> [ASSIGNMENT] Report every line of the data that includes "addCommand".

> [RECORDS TO PROCESS]
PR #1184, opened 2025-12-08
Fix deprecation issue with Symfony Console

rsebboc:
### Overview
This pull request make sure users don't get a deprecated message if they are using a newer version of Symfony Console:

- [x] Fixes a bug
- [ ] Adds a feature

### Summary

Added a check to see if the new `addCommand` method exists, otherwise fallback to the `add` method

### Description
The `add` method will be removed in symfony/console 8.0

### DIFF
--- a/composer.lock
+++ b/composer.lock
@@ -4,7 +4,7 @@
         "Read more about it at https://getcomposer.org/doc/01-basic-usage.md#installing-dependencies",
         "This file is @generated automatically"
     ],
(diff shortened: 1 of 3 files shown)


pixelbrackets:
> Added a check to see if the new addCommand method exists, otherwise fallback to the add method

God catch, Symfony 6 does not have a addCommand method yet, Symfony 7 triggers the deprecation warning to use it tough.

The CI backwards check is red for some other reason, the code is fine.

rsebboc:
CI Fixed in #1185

> [SOLUTION TO THIS TASK]
Added a check to see if the new `addCommand` method exists, otherwise fallback to the `add` method
> Added a check to see if the new addCommand method exists, otherwise fallback to the add method
God catch, Symfony 6 does not have a addCommand method yet, Symfony 7 triggers the deprecation warning to use it tough.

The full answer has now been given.